In terms of sound quality, which HU would be better? im more into vocals and instruments.

Thanks in advance
J


----------



## t3sn4f2 (Jan 3, 2007)

Jarsha said:


> Good morning all,
> 
> im now currently deciding which pure deck i should get for my new active setup.
> 
> ...


_These types_ of head units are at an analog output quality level that FAR exceeds what a CD formats can produce. IOW the weakest link is going to be by far the CD format's resolution. Any degradation by these units to that format will be minuscule and based on math and the physics of acoustics, inaudible.


----------



## Melodic Acoustic (Oct 10, 2005)

Hmmmm two totally different decks. P99 4-way active with all tuning function built in. F#1 head is a transport. Very hard to compare the two. Add the f#1 processor then we can talk.


----------



## Jarsha (Jan 2, 2010)

Yeah im looking at either the p99 or F1 with h990 processor.


----------



## kyheng (Jan 31, 2007)

A ~$8k system vs ~$2k... That's a good comparison.


----------



## rc10mike (Mar 27, 2008)

Get the P99RS, spend the $$$ you saved on install.


----------



## kyheng (Jan 31, 2007)

X2, get a P99, get decent amps, speakers will sound better.


----------



## psycle_1 (Aug 4, 2005)

Had the DVI-9990 and H990, sold them and got the P01 (japanese P99)... Haven't looked back since. To my ears, the P01 sounds more precise. The F#1 setup sounded warmer. This may or may not work in your setup, depends on the drivers used in your system. Also gained some depth after swapping to the P01, using the exact same tuning.

Also, keep in mind that Alpine barely has any technical support for the F#1 anymore. If it needs to be worked on, I'd say they'd have to send it to Japan, which can cost a pretty penny.

Save your money, go with the P99.


----------



## IBcivic (Jan 6, 2009)

the cda-7990 can be a little fussy with certain cd's. i'd vote for the p99 too. 
although i still have a soft spot for the 7990.


----------



## kyheng (Jan 31, 2007)

US the support I'm not that sure, but Singapore there's wtill support for F#1 units.
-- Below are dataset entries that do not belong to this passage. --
Issue #7469, opened 2022-09-13
allow setting headers or returning a redirect from `error.vue`


KoenCa:
### Environment

- Nuxi 3.0.0-rc.9
- Node Version:     `v16.15.1`
- Nuxt Version:     `3.0.0-rc.9`
- Nitro Version:    `0.5.1`
- Builder:          `vite`

### Reproduction

Simple reproduction on Stackblitz: https://stackblitz.com/edit/github-2ty5wn?file=error.vue

How it is setup now is using `await navigateTo` which shows a 404 page that doesn't represent `error.vue`. I expect it to navigate away. When I use `return navigateTo` then I get a 500 page that says: `Vite Error`, but don't see an error anywhere.

### Describe the bug

It seems like using `navigateTo` in `error.vue` doesn't work for navigating the user away. I want to use this so that I can redirect a user when there is a 404 and a specific URL is being requested (redirects can be specified in a CMS). When I take a look at the docs this is supposed to work? https://v3.nuxtjs.org/api/utils/navigate-to#navigating-within-a-vue-component.

### Additional context

At the moment I can make it work if I put the call to `navigateTo` in the `onMounted` function, but this doesn't seem the right approach to me as I want to redirect as soon as possible on the server. Now you see a small flash of the 404 page before the redirection happens.

I also tried the following in an `error.ts` file in the `plugins` folder:
```
export default defineNuxtPlugin((nuxtApp) => {
  nuxtApp.hook("app:error", async (error) => {
    if (error.statusCode !== 404) return;
    const url = nuxtApp._route.path;

    if (url === "/en/testHook") {
      clearError();
      await navigateTo("/en/about");
    }
  });
});
```

That makes the URL change in the browser, but the app stays on the error page of `error.vue`.

aesyondu:
Hi, how about using a catch-all page? That way if no page matches it will render this page, not the `error.vue`

https://v3.nuxtjs.org/guide/directory-structure/pages/#catch-all-route

danielroe:
Currently this is not supported in the error page - only a HTML response is allowed. But I think it's worth considering this ability.

PR #8469, opened 2022-10-25
fix(nuxt): allow responding with custom headers from `error.vue`

danielroe:
### 🔗 Linked issue

follow-up to https://github.com/nuxt/framework/pull/7340, resolves https://github.com/nuxt/framework/issues/7469

### ❓ Type of change

### 📚 Description

This allows responding to an error within `error.vue` with more than just HTML and the original error code, such as modifying the code or redirecting to a different page.

### 📝 Checklist

### DIFF
--- a/packages/nuxt/src/core/runtime/nitro/error.ts
+++ b/packages/nuxt/src/core/runtime/nitro/error.ts
@@ -1,7 +1,8 @@
 import { withQuery } from 'ufo'
 import type { NitroErrorHandler } from 'nitropack'
 import type { H3Error } from 'h3'
-import { getRequestHeaders } from 'h3'
+import { getRequestHeaders, H3Response } from 'h3'
+import { useNitroApp } from '#internal/nitro'
 import { normalizeError, isJsonRequest } from '#internal/nitro/utils'
 
 export default <NitroErrorHandler> async function errorhandler (error: H3Error, event) {
@@ -46,14 +47,15 @@ export default <NitroErrorHandler> async function errorhandler (error: H3Error, 
 
   // HTML response (via SSR)
   const isErrorPage = event.req.url?.startsWith('/__nuxt_error')
-  let html = !isErrorPage
-    ? await $fetch(withQuery('/__nuxt_error', errorObject), {
-      headers: getRequestHeaders(event) as HeadersInit
+  const res = !isErrorPage
+    ? await useNitroApp().localFetch(withQuery('/__nuxt_error', errorObject), {
+      headers: getRequestHeaders(event) as Record<string, string>,
+      redirect: 'manual'
     }).catch(() => null)
     : null
 
   // Fallback to static rendered error page
-  if (!html) {
+  if (!res) {
     const { template } = process.dev
       // @ts-ignore
       ? await import('@nuxt/ui-templates/templates/error-dev.mjs')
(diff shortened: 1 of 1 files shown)


packages/nuxt/src/core/runtime/nitro/error.ts
```diff
@@ -63,9 +65,13 @@ export default <NitroErrorHandler> async function errorhandler (error: H3Error,
       // TODO: Support `message` in template
       (errorObject as any).description = errorObject.message
     }
-    html = template(errorObject)
+    event.res.setHeader('Content-Type', 'text/html;charset=UTF-8')
+    return event.res.end(template(errorObject))
```
pi0, line 69: Can we please return string? H3 will add content-type too and also handles sending response string. Reducing req/res dependency

packages/nuxt/src/core/runtime/nitro/error.ts
```diff
@@ -63,9 +65,13 @@ export default <NitroErrorHandler> async function errorhandler (error: H3Error,
...
   }
 
-  event.res.setHeader('Content-Type', 'text/html;charset=UTF-8')
-  event.res.end(html)
+  event.respondWith(new H3Response(await res.text(), {
```
pi0, line 72: respond with API is not stable yet and might change. Let's use raw methods for now. I will have an idea for a way to simplify and standardized response format for nitro...

packages/nuxt/src/core/runtime/nitro/error.ts
```diff
@@ -46,14 +47,15 @@ export default <NitroErrorHandler> async function errorhandler (error: H3Error,
 
   // HTML response (via SSR)
   const isErrorPage = event.req.url?.startsWith('/__nuxt_error')
-  let html = !isErrorPage
-    ? await $fetch(withQuery('/__nuxt_error', errorObject), {
-      headers: getRequestHeaders(event) as HeadersInit
+  const res = !isErrorPage
+    ? await useNitroApp().localFetch(withQuery('/__nuxt_error', errorObject), {
```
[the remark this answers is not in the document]
danielroe: Yes. `$fetch.raw` returns `FetchError: 301` if a redirect is present. This is also why we use `fetch` rather than `$fetch.raw` in the test suite.

packages/nuxt/src/core/runtime/nitro/error.ts
danielroe: yes. though note I just moved this up - this wasn't a change in this pr

packages/nuxt/src/core/runtime/nitro/error.ts
danielroe: sounds good!

packages/nuxt/src/core/runtime/nitro/error.ts
danielroe: just tried - are you _sure_ an error handler supports returning value directly?

pi0: I can check. But seems strange because it is a nitro API route right?

packages/nuxt/src/core/runtime/nitro/error.ts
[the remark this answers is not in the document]
pi0: ~> https://github.com/unjs/ohmyfetch/issues/150

pi0 (approved):

thijsw:
I'd like to use this feature but I'm not sure how to use it? Does anybody might want to share an example of how I can redirect a user on the error page?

Both also using the same series of TI's Aureus DSP. So I will consider P99 as F#1 - PCM1704.


----------



## Jarsha (Jan 2, 2010)

Currently i'm on p99 but have the option to try out the f1 and see how it will sound. However , based on the feedback, it seems that the p99 is a better choice. Once I try out the f1 I'll update again.


----------



## mmiller (Mar 7, 2008)

psycle_1 said:


> Had the DVI-9990 and H990, sold them and got the P01 (japanese P99)... Haven't looked back since. To my ears, the P01 sounds more precise. The F#1 setup sounded warmer. This may or may not work in your setup, depends on the drivers used in your system. Also gained some depth after swapping to the P01, using the exact same tuning.
> 
> Also, keep in mind that Alpine barely has any technical support for the F#1 anymore. If it needs to be worked on, I'd say they'd have to send it to Japan, which can cost a pretty penny.
> 
> Save your money, go with the P99.


were you been hing mang??


----------



## pika_ (Feb 18, 2007)

i would get the p99 and save the rest for installation / speakers.
The only advantage that i see on pxi 990 is that you have separated boxes, transport in the front with external DC adapter, fiber optical to the trunk (no noise) and the processor near the amps with short rca cables. Another advantage is that you can plug a pc to pxi to tune the car. it works ok,it's a little buggy software but it's really a nice feature and easy to work with.

P99 is a one box solution. Have all the features that F1 have plus USB and Ipod support. Also it doesn't use Ipod DAC, it will just get the data from ipod and use the internal dac of p99 which for me is a great feature. I'll give you an example, in my setup (w202 + pxa) i've compared the same song in ipod and in a cd. ipod sounded like trash.. 

Also P99 is easy to tune in the radio itself if compared with F1 (which for me is a completely nightmare).

Cheers


----------



## psycle_1 (Aug 4, 2005)

mmiller said:


> were you been hing mang??


Whatup mang! I don't post much around these parts, I'm more of a lurker. :laugh:


----------